PR #117, opened 2025-03-26
UN-3020 Fix curly-braces in chat_context causing service-side crashes

d1donlydfink:
* Modify music_nerd_pro to return an answer in JSON format.   This ensures curly-braces from multiple sources for testing.
* Add a ChatHistoryMessageProcessor which does a few things:
    * Removes messages that will never be re-ingested into chat history - like any AGENT_* message. @ofrancon's original problem was that these messages had curly braces in them.
    * Redacts the initial system prompt which can give away the goods w/rt how the agent works.  That and it's not necessary to re-transmit it when we have the data server-side.  All we need is a SYSTEM message placeholder, and we can optimize that requirements further later on.
    * Replace any output text with curly braces with double-curly braces so that reading them in again will be fine.
* Use the new guy described above in DataDrivenChatSession
* Create some convenience methods on MessageProcessor so we don't have to redo the loop structure on lists of messages.

I think this will help the 1C guys as well.

### DIFF
--- a/neuro_san/internals/chat/chat_history_message_processor.py
+++ b/neuro_san/internals/chat/chat_history_message_processor.py
@@ -94,7 +94,7 @@ class ChatHistoryMessageProcessor(MessageProcessor):
         # JSON spec does not allow control characters in strings and newlines in particular
         # can be a problem for http clients that expect one full JSON message per line.
         # Replace any lurking newlines with the 2 raw characters \ and n.
-        text = text.replace("\n", r"\n")
+        # DEF - for the future.
 
         transformed["text"] = text
         return transformed


neuro_san/internals/chat/chat_history_message_processor.py
```diff
@@ -0,0 +1,90 @@
...
+
+    def process_message(self, chat_message_dict: Dict[str, Any], message_type: ChatMessageType):
+        """
+        Process the message.
+        :param chat_message_dict: The ChatMessage dictionary to process.
+        :param message_type: The ChatMessageType of the chat_message_dictionary to process.
+        """
+        if message_type not in (ChatMessageType.HUMAN, ChatMessageType.SYSTEM, ChatMessageType.AI):
+            # Don't send any messages over the wire that won't be re-ingestable.
+            return
```
d1donlydfink, line 49: Do not keep anything in the chat history that will not be re-ingested.
Waste of bandwidth.

neuro_san/internals/chat/chat_history_message_processor.py
```diff
@@ -0,0 +1,95 @@
...
+
+from neuro_san.internals.messages.chat_message_type import ChatMessageType
+from neuro_san.message_processing.message_processor import MessageProcessor
+
+
+class ChatHistoryMessageProcessor(MessageProcessor):
+    """
+    MessageProcessor implementation for processing a single message
+    in a chat history.
+    """
```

### Task instructions:
Only the lines from the one holding "above in DataDrivenChatSession" to the end of the material are wanted, each transcribed exactly.

### Response below:
* Use the new guy described above in DataDrivenChatSession
* Create some convenience methods on MessageProcessor so we don't have to redo the loop structure on lists of messages.

I think this will help the 1C guys as well.

### DIFF
--- a/neuro_san/internals/chat/chat_history_message_processor.py
+++ b/neuro_san/internals/chat/chat_history_message_processor.py
@@ -94,7 +94,7 @@ class ChatHistoryMessageProcessor(MessageProcessor):
         # JSON spec does not allow control characters in strings and newlines in particular
         # can be a problem for http clients that expect one full JSON message per line.
         # Replace any lurking newlines with the 2 raw characters \ and n.
-        text = text.replace("\n", r"\n")
+        # DEF - for the future.
 
         transformed["text"] = text
         return transformed


neuro_san/internals/chat/chat_history_message_processor.py
```diff
@@ -0,0 +1,90 @@
...
+
+    def process_message(self, chat_message_dict: Dict[str, Any], message_type: ChatMessageType):
+        """
+        Process the message.
+        :param chat_message_dict: The ChatMessage dictionary to process.
+        :param message_type: The ChatMessageType of the chat_message_dictionary to process.
+        """
+        if message_type not in (ChatMessageType.HUMAN, ChatMessageType.SYSTEM, ChatMessageType.AI):
+            # Don't send any messages over the wire that won't be re-ingestable.
+            return
```
d1donlydfink, line 49: Do not keep anything in the chat history that will not be re-ingested.
Waste of bandwidth.

neuro_san/internals/chat/chat_history_message_processor.py
```diff
@@ -0,0 +1,95 @@
...
+
+from neuro_san.internals.messages.chat_message_type import ChatMessageType
+from neuro_san.message_processing.message_processor import MessageProcessor
+
+
+class ChatHistoryMessageProcessor(MessageProcessor):
+    """
+    MessageProcessor implementation for processing a single message
+    in a chat history.
+    """
```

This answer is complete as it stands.